* _Problem to solve_
Within these entries, how many lines contain the word "hardware"? Answer with the number alone.

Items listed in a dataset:
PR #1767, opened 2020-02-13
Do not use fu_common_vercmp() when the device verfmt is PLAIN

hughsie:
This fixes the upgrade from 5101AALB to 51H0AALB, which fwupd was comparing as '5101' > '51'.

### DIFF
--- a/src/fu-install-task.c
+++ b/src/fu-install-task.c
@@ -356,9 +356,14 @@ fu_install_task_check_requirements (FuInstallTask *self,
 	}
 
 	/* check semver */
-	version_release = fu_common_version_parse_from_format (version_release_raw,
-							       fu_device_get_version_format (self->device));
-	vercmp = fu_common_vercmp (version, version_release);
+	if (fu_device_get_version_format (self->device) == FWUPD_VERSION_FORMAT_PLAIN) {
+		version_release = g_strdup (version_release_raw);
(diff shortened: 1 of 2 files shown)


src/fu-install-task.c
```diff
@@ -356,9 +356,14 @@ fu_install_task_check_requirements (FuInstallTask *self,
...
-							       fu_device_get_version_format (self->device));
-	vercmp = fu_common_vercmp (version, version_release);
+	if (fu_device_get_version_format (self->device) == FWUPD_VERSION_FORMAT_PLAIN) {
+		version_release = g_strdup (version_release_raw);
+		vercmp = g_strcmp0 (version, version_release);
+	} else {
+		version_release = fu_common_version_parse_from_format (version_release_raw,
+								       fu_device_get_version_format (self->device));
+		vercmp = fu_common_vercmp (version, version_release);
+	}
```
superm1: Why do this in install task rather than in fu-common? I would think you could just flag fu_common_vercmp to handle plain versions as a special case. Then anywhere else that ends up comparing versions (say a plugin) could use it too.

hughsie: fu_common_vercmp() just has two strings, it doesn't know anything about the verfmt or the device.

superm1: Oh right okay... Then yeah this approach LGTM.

* * *

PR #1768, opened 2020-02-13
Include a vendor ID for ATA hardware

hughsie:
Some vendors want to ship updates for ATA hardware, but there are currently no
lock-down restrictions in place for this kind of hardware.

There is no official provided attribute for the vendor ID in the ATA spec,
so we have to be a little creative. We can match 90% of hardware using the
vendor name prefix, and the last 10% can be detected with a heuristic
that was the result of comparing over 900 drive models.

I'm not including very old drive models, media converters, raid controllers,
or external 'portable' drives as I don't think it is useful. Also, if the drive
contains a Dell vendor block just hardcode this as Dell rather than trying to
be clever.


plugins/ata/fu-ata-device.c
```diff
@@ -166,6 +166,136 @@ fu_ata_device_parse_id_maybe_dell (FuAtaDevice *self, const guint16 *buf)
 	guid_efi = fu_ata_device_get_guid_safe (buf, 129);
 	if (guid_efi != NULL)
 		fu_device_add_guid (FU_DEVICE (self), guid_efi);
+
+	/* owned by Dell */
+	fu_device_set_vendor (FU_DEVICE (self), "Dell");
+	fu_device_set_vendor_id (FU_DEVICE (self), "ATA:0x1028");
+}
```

* _Solution_
4